News Release

Collective gravity, not Planet Nine, may explain the orbits of 'detached objects'

Peer-Reviewed Publication

University of Colorado at Boulder

Bumper car-like interactions at the edges of our solar system—and not a mysterious ninth planet—may explain the dynamics of strange bodies called “detached objects,” according to a new study.

CU Boulder Assistant Professor Ann-Marie Madigan and a team of researchers have offered up a new theory for the existence of planetary oddities like Sedna. This minor planet orbits Earth's sun at a distance of 8 billion miles but appears separated from the rest of the solar system.

One theory for its unusual dynamics is that an as-of-yet-unseen ninth planet beyond Neptune may have disturbed the orbits of Sedna and other detached objects. But Madigan and her colleagues calculated that the orbits of Sedna and its ilk may result from these bodies jostling against each other and space debris in the outer solar system.

"There are so many of these bodies out there. What does their collective gravity do?" said Madigan of the Department of Astrophysical and Planetary Sciences (APS) and JILA. "We can solve a lot of these problems by just taking into account that question."

The researchers will present their findings on June 4 at a press briefing at the 232nd meeting of the American Astronomical Society, which runs from June 3-7 in Denver.

Detached objects like Sedna get their name because they complete humongous, circular orbits that bring them nowhere close to big planets like Jupiter or Neptune. How they got to the outer solar system on their own is an ongoing mystery.

Using computer simulations, Madigan's team came up with one possible answer. Jacob Fleisig, an undergraduate studying astrophysics at CU Boulder, calculated that these icy objects orbit the sun like the hands of a clock. The orbits of smaller objects, such as asteroids, however, move faster than the larger ones, such as Sedna.

"You see a pileup of the orbits of smaller objects to one side of the sun," said Fleisig, who is the lead author of the new research. "These orbits crash into the bigger body, and what happens is those interactions will change its orbit from an oval shape to a more circular shape."

In other words, Sedna's orbit goes from normal to detached entirely because of those small-scale interactions. The team's observations also fall in line with research from 2012, which observed that the bigger a detached object gets, the farther away its orbit becomes from the sun. Alexander Zderic, a graduate student in APS at CU Boulder, also co-authored the new research.

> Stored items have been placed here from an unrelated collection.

PR #6320, opened 2024-08-21
feat(pm2): calculate default memory and scale from os resources

passcod:
### Changes

Using `'max'` spawns as many threads as there are CPU cores, but we explicitly don't want that, because we typically co-locate Postgres on the same machine as Tamanu, and also the task-runner is extraneous.

But the pm2 config is a Node.js script, so we can in fact query the actual number of cores and set the default amount of instances as half of available, or a minimum of 2.

And then just because, we also query the total available memory and use that to define the Node.js allocation, instead of hardcoding as 8G.

### DIFF
--- a/packages/central-server/pm2.config.cjs
+++ b/packages/central-server/pm2.config.cjs
@@ -1,4 +1,10 @@
-const memory = process.env.TAMANU_MEMORY_ALLOCATION || 8192;
+const os = require('node:os');
+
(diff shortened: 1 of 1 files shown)


NavarroEmilioLuis (changes requested):
Lots of questions to avoid shooting ourselves in the foot. Hopefully. Also one change request cause I think this will break as is!

NavarroEmilioLuis (approved):
Great!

The findings may also provide clues around another phenomenon: the extinction of the dinosaurs. As space debris interacts in the outer solar system, the orbits of these objects tighten and widen in a repeating cycle. This cycle could wind up shooting comets toward the inner solar system--including in the direction of Earth--on a predictable timescale.

"While we're not able to say that this pattern killed the dinosaurs," Fleisig said, "it's tantalizing."